Vans and MoMA’s special-edition launch is literally a work of art


The shoe is your canvas.

Following its successful September launch, Vans is back again with the second instalment of its wearable art in collaboration with the New York Museum of Modern Art (MoMA).

Inspired by and featuring the iconic works of the world’s greatest artists, the second drop includes works from Norwegian artist Edvard Munch, abstract expressionist Jackson Pollock, Russian avant-garde painter Lybov Popova and mixed-media artist Faith Ringgold. The new line of footwear and apparel will be available for purchase worldwide on November 11. 

This release builds on the first collection which was inspired by the art showcased within the museum and featured the works of Salvador Dali, Kandinsky and Monet on a range of footwear. 

This initial launch also saw the release of two MoMA-branded sneakers in both the ComfyCush Old Skool and Era models.

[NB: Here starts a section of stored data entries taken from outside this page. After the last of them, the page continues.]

PR #578, opened 2021-01-07
Better darkmode override mixin and popover arrows

aaronshekey:
This PR started as better syntax for dark-mode overrides, but morphed into some fixes for popover arrows as well. 

image

This:

- Moves the mixin to `mixins.less` so they're more widely available
- Switches to the `whatever &` syntax, so we can more easily use them within existing blocks
- Refines popover arrows to use stacked shadows instead of hard borders which allows us to remove some dark mode overrides, actually
- Breaks how manual arrows are marked up, by requiring `s-popover--arrow` first, but saves us lots of CSS.

@abovedave Will you double check that these popovers don't look worse to you?
@b-kelly Can you make sure I'm not committing anything stupid here?

### DIFF
--- a/docs/assets/less/stacks-documentation.less
+++ b/docs/assets/less/stacks-documentation.less
@@ -26,11 +26,11 @@
     background-image: url("../img/illustration-crane.svg"), url("../img/illustration-field.svg");
     background-position: top -35% left 15%, bottom 10% right 8%;
     background-repeat: no-repeat, no-repeat;
-}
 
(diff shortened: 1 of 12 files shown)


abovedave (dismissed):
@aaronshekey nice, a bit softer and looks better where the borders meet.

Something amiss with the centring (horizontal and vertical) though:

## Existing

Screenshot 2021-01-08 at 10 27 20

## This PR

Screenshot 2021-01-08 at 10 27 13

Vans Head of Global Footwear Design for Lifestyle Footwear, Angie Dita, says this second instalment is focused on accurately translating the art into its attire form.  

“Our collaboration with MoMA is a true partnership that involved working together to select both the works and footwear to ensure an authentic connection between the art and the canvas footwear models we chose,” she said in a press release. 

Angie also noted the close partnership with Faith Ringgold, the only living artist featured in this release, to uplift her feminist poster art.

“[She] worked closely with both the Vans design and MoMA teams to story-tell through the details, bringing in quilted borders to contextualise her work atop Vans,” Angie said.

Ringgold is an acclaimed artist, writer, educator and activist, whose work highlights her experiences with racism and social injustice. The apparel and footwear featuring her work includes the strong words from her posters Freedom Woman Now 1971 and Woman Free Yourself 1971

The Edvard Munch sneakers and apparel capture the angst and perpetuity of his best-known work, The Scream 1895, with its repeat pattern on each of the canvas panels of the Vans Era. 

A pioneer of the action-painting style of flinging and pouring paint, Jackson Pollock’s work in One: Number 21, 1950 is featured in a top-to-bottom application on the Vans Authentic. 

In yet another entirely different style, Lybov Popova’s construction-like and dimensional approach to painting is depicted on the Vans Sk8-Hi. Her work is featured using each medial and lateral side of the shoe to convey her avant-garde vision as seen in Untitled, 1917. 

Shoes aren’t for you? Well, this collection features more than just footwear with backpacks, tees, hoodies, bucket hats and more being released alongside the footwear designs.

All products can be accessed via the Vans website from November 11.